Les Dick Cheney, Donald Rumsfeld, Richard Perle et Paul Wolfowitz, ont programmé les opérations militaires avec l’état-major pour s’emparer des puits de pétrole irakiens et non pour libérer la population. À Kirkouk, par exemple, les forces spéciales américaines ont laissé hier les peshmergas (combattants kurdes) entrer symboliquement dans la ville pour investir de leur côté les champs pétrolifères, et, ce vendredi, elles ont exigé qu’ils se retirent et abandonnent la ville aux mains des pillards. À Bagdad, les marines ont non seulement brisé les portes des bâtiments publics à coups de rangers devant les caméras des journalistes « embarqués », mais aussi avec des chars hors caméra.
 
Cette stratégie est manifestement délibérée.

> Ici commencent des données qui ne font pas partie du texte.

PR #1729, opened 2016-07-15
fixes error during printing orders

einhverfr:


einhverfr:
Note I think orders still fail to print all info.  But now they don't give errors so presumably what is left is a template problem.

PR #1741, opened 2016-07-16
fixing password reset issues

einhverfr:


ehuelsmann:
@einhverfr there's a problem here: the "Change Password" button also saves the preferences, but there's also a preference saving button. I think the fact that the prefs will be saved is either unintentional or too confusing.

PR #4559, opened 2020-04-25
Fix typo originating from the mass CSS restructuring

ehuelsmann:


UI/css/ledgersmb-common.css
```diff
@@ -159,7 +159,7 @@ a.listheading:visited { color: var(--a-listheading-link-clr); font-weight: bold;
 
 .listrow1,
 table.dynatable tr,
-.listrow0 { color: var(--listrow1-bg-clr); font-size: var(--listrow1-font-size); vertical-align: top;
+.listrow0 { color: var(--listrow1-clr); font-size: var(--listrow1-font-size); vertical-align: top;
```
ehuelsmann, line 162: these refer to "listrow1-clr" and "listrow1-font-size" yet the class is named listrow0. Is that correct???

ylavoie: According to the naming standard I used, variable-clr is for color and variable-bg-clr for background, so it definetely was an error

PR #4574, opened 2020-05-02
Resolve 'TODO passed' at the end of test runs

ehuelsmann:
Payment.pm has had its copyright fixed long ago; lets acknowledge that.


ehuelsmann:
Fails in some cases and not in others... (Hash key randomization??)

PR #4583, opened 2020-05-03
Run fewer combinations on a single test run on Travis CI

ehuelsmann:
By running fewer Perl versions (we hardly ever get different outcomes
on any of them anyway), we keep more resources for running multiple
integration runs in quick succession.


ehuelsmann:
@ylavoie confirmed on Matrix that he agrees with fewer build-combinations.

PR #4600, opened 2020-05-09
Refactor migrations

ehuelsmann:
The goal is to simplify the the overall code, but also to move the migration code out of setup.pl in order to be able to add a command-line utility to perform the same function.


ehuelsmann:
I'll agree to that, but does that cause problems for the migration?

ylavoie:
> I'll agree to that, but does that cause problems for the migration?

I would tend to remove the 150 days check, that should go into sanity. I am not comfortable in bringing invalid data through migration if cleared date is before transaction date. In our reconciliation dialog, we would (should?) refuse that situation.

ehuelsmann:
@ylavoie, but is it the task of our migration to clean data too? Or is it the task to migrate what's there, unless that's technically impossible due to data constraints? In other words: the fact is that those transactions *are* reconciled. Deleting that fact it's the onus on the user to correct data which likely already was approved by the accountant.....

PR #4606, opened 2020-05-14
Remove undefined errors in logger

ylavoie:
Make sure that the logger won't output undefined errors if called before `script_name` or `action_name` is initialized.


ehuelsmann:
When does that trigger? This should not happen.

PR #4639, opened 2020-05-23
Fix 4615

ehuelsmann:


sbts:
Can I suggest we also add upgrade scripts that will correctly add data to `business_unit_ac` for any entries in `business_unit_inv` so that legacy entries work correctly with reporting

ehuelsmann:
Instead of doing that now, I think we should do that when we remove the `business_unit_inv` table, e.g. for 1.9.

PR #4725, opened 2020-06-13
Make images references relatives to domain

ylavoie:
Quiet linter invalid image references by making them domain relative instead or current directory relative. HTML spec specifies that the latter is relative to the html source and linters enforce that, even though most browsers are tolerant.

### DIFF
--- a/UI/login.html
+++ b/UI/login.html
@@ -25,7 +25,7 @@
         <div class="login" align="center">
           <a href="http://www.ledgersmb.org/"
              target="_top">
-            <img src="images/ledgersmb.png"
+            <img src="/images/ledgersmb.png"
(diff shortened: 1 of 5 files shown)


ehuelsmann:
Is this commit required? I'm really not very happy that we would be required to use absolute paths in our rendered HTML: we've been able to do without, thereby being agnostic of any reverse-proxying that might be going on on a non-root path -- thus without configuration of our LedgerSMB server/Starman.

sbts:
I agree with @ehuelsmann all links should be relative.

Also, there are a number of changes in the PR that are not related to the PR title.
At least one of them changes double quotes to single, which is inconsistent with other uses in the src and PR

PR #4729, opened 2020-06-14
Follow-up to domReady removal

ehuelsmann:
Sloppy PR needed domReady-removal follow-up...


ehuelsmann:
domReady removed through a PR converting login.js to loginForm.js

PR #4784, opened 2020-07-07
Webpack production

ylavoie:
This PR completes the webpack conversion from Dojo standard building.
- Code is minified and splitted in chunks to speedup page loadings
- HTML page header is compiled and optimized, while still allowing server-side processing
- All CSS are compiled and minimized


ylavoie:
I'll reopen in a few days to keep the noise down while I'm fixing Travis

PR #8097, opened 2024-03-26
Remove 'entity_class' from the entity

ehuelsmann:
This removes the confusing point where entities are employees, customers or vendors, but they are not truely, because either an employee, customer or vendor (i.e. "accounts") still need to be created.

### DIFF
--- a/sql/modules/Company.sql
+++ b/sql/modules/Company.sql
@@ -14,7 +14,6 @@ DROP TYPE IF EXISTS company_entity CASCADE;
 
 CREATE TYPE company_entity AS(
   entity_id int,
-  entity_class int,
   legal_name text,
   tax_id text,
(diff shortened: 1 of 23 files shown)


sql/modules/Company.sql
```diff
@@ -14,7 +14,6 @@ DROP TYPE IF EXISTS company_entity CASCADE;
 
 CREATE TYPE company_entity AS(
```
neilt, line 15: Since we are modifying the type 'company_entity' we should take the opportunity to add a SQL comment explaining the type and its use.

neilt (approved):

sql/modules/Company.sql
ehuelsmann: Yep. Done.

PR #8113, opened 2024-04-03
Remove dead code in workflow loader

ehuelsmann:


ehuelsmann:
This thing needs more checking.

PR #8136, opened 2024-04-08
Move some functionality from 'workflow scripts' to workflows

ehuelsmann:
Moves the `del` and `approve` actions from workflow scripts (`io.pl`, `is.pl`, `io.pl` and `gl.pl`) to workflow actions.


ehuelsmann:
The reason that the action only modified the workflow context is that it can not modify the database' it's the persister's role to know how to reflect the workflow state (ie the context) to the database. 

In order not to hard for database states into the persister, the actions trigger persister behavior through the context state.

PR #8169, opened 2024-04-20
Fix Balance Sheet & Income Tax comparisons report by dates or by periods

ylavoie:
Restore Balance Sheet & Income Tax Comparison reports when selection is done by dates or by periods

### DIFF
--- a/lib/LedgerSMB/Report/Dates.pm
+++ b/lib/LedgerSMB/Report/Dates.pm
@@ -151,7 +151,7 @@ sub _collect_dates_comparisons {
         push @dates, {
             from_date => LedgerSMB::PGDate->from_input($args{"from_date_$i"},$args{formatter_options}),
             to_date => LedgerSMB::PGDate->from_input($args{"to_date_$i"},$args{formatter_options}),
-            column_path_prefix => [ $i ]
+            column_path_prefix => [ sprintf('%02u', $i) ]
         };
     }
 
--- a/lib/LedgerSMB/Report/Dates.pm
+++ b/lib/LedgerSMB/Report/Dates.pm
@@ -125,7 +125,6 @@ These are the first and last date in acc_trans.
 
 =cut
 
-
 sub get_bracket_dates {
     my ($self) = @_;
     my $return_hashref = {};
@@ -241,9 +240,6 @@ sub _set_lazy_dates {
               $self->date_to;
               return;
 }
-
-
-
 
 before 'render' => sub {
               my ($self) = @_;
--- a/lib/LedgerSMB/Report/Dates.pm
+++ b/lib/LedgerSMB/Report/Dates.pm
@@ -150,8 +150,8 @@ sub _collect_dates_comparisons {
 
     foreach my $i (1 .. $args{comparison_periods}) {
         push @dates, {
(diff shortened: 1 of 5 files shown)


lib/LedgerSMB/Scripts/pnl.pm
```diff
@@ -74,9 +74,8 @@ sub generate_income_statement {
         $rpt = LedgerSMB::Report::PNL::Income_Statement->new(
             %$request,
             formatter_options => $request->formatter_options,
-            from_date  => $request->parse_date( $request->{from_date} ),
-            to_date  => $request->parse_date( $request->{to_date} ),
             column_path_prefix => [ 0 ]);
+        #die np $rpt;
```
ehuelsmann, line 78: could you remove this stray comment?

ehuelsmann:
I'm afraid that fixing the comparisons broke the date intervals...

ehuelsmann:
@ylavoie how about approaching this differently: how about removing the complexity of needing to resolve this all server-side? How about making a bit of JS which calculates the correct start and end dates and sets the from and to dates accordingly?

lib/LedgerSMB/Scripts/pnl.pm
ylavoie: Done

lib/LedgerSMB/Report/Dates.pm
```diff
@@ -150,9 +149,9 @@ sub _collect_dates_comparisons {
 
     foreach my $i (1 .. $args{comparison_periods}) {
         push @dates, {
-            from_date => LedgerSMB::PGDate->from_input($args{"from_date_$i"}),
-            to_date => LedgerSMB::PGDate->from_input($args{"to_date_$i"}),
-            column_path_prefix => [ $i ]
+            from_date => LedgerSMB::PGDate->from_input($args{"from_date_$i"},$args{formatter_options}),
+            to_date => LedgerSMB::PGDate->from_input($args{"to_date_$i"},$args{formatter_options}),
+            column_path_prefix => [ sprintf('%02u', $i) ]
```
ehuelsmann, line 154: Nice find! I guess I never tested with more than 9 columns...

lib/LedgerSMB/Scripts/reports.pm
```diff
@@ -193,27 +193,25 @@ Generates a balance sheet
...
-        to_date  => $request->parse_date( $request->{to_date} ),
+        from_date  => $request->{from_date} ? $request->parse_date( $request->{from_date} ) : undef,
+        to_date  => $request->{to_date} ? $request->parse_date( $request->{to_date} ) : undef,
         column_path_prefix => [ 0 ]);
     $rpt->run_report($request);
 
-    for my $key (qw(from_month from_year from_date to_date internal)) {
-        delete $request->{$_} for (grep { /^$key/ } keys %$request);
+    for my $key (qw(from_date to_date date_from date_to)) {
+        delete $rpt->{$_} for (grep { /^$key/ } keys %$rpt);
```
ehuelsmann, line 207: why do we not need to delete `from_month` and `from_year`?

ylavoie: Once builders ran, all comparisons are set and we don't even need to cleanup $request or $rpt between passes.

PR #8170, opened 2024-04-21
1099 tax form printing fixed

ehuelsmann:
Various fixes:

* The Print button didn't pass the right values in its request
* The Print button wasn't a PrintButton, failing to download the result
* Company parameters (name, etc) not passed to form templates
* Missing drop-down to select which form to print
* Missing address data in query feeding forms
* Incomprehensible pdflatex errors thrown when company configuration data missing ("no line to terminate") [replaced missing data with default values pointing the user to a solution to the problem]

### DIFF
--- a/sql/modules/1099_reports.sql
+++ b/sql/modules/1099_reports.sql
@@ -24,6 +24,13 @@ CREATE TYPE tax_form_report_item AS (
     meta_number character varying(32),
     tax_id text,
     sales_tax_id text,
+    line_one text,
+    line_two text,
+    line_three text,
+    city text,
+    state text,
+    mail_code text,
+    country_id integer,
     acc_sum numeric,
     invoice_sum numeric,
     total_sum numeric);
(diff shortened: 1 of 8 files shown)


sql/modules/1099_reports.sql
```diff
@@ -116,8 +132,36 @@ RETURNS SETOF tax_form_report_item AS $BODY$
...
+        from eca_to_location eca2l
+               join location_class lc on lc.id = eca2l.location_class
+               join location l on l.id = eca2l.location_id
+       where eca2l.credit_id = entity_credit_account.id -- this is the LATERAL!
+         and lc.authoritative
+       order by lc.id, l.created
+      ) y
+       union all
+      select * from (
+      select entity.id, l.*
```
ehuelsmann, line 148: @ylavoie, should this have been `entity_credit_account.id` so that there is at most 1 record in the right side of the join for each record on the left?

ehuelsmann:
@ylavoie, I'm having a hard time figuring out how to test the fixes in this PR. Do you have ideas? Setting up the required data in a test database is a *lot* of work...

Les responsables militaires ont pour mission d’établir leur ordre autour des puits de pétrole et de laisser s’installer, sinon de créer, une situation d’insécurité et d’anarchie dans les villes pour que, lassée et impuissante, la population réclame elle-même « la loi et l’ordre » [2] destinés à la mater. Les États-Unis pourront alors installer l’administration préparée en coulisses depuis longtemps, cautionnée par les responsables irakiens « embarqués » et imposée aux « gens du cru » [3] qui ne collaborent pas avec l’occupant. L’argumentaire de ce coup de force est déjà prêt : « vous n’avez pas les moyens de maintenir l’ordre, nous le faisons pour vous rendre service ».
 
Serge LEFORT
11 avril 2003


[1] Le dinar irakien sera remplacé très rapidement par une autre monnaie (le dollar ?) après le pillage des banques, mais combien de temps faudra-t-il pour remettre sur pied les infrastructures de l’éducation et de la santé ?

[2] « Les forces de la coalition vont aider à maintenir la loi et l’ordre, afin que les Irakiens puissent vivre en sécurité », a déclaré George Bush dans un message que les services de l’armée américaine ont diffusé par radio et par télévision, en Irak, jeudi 10 avril (Le Monde du 12 avril 2003).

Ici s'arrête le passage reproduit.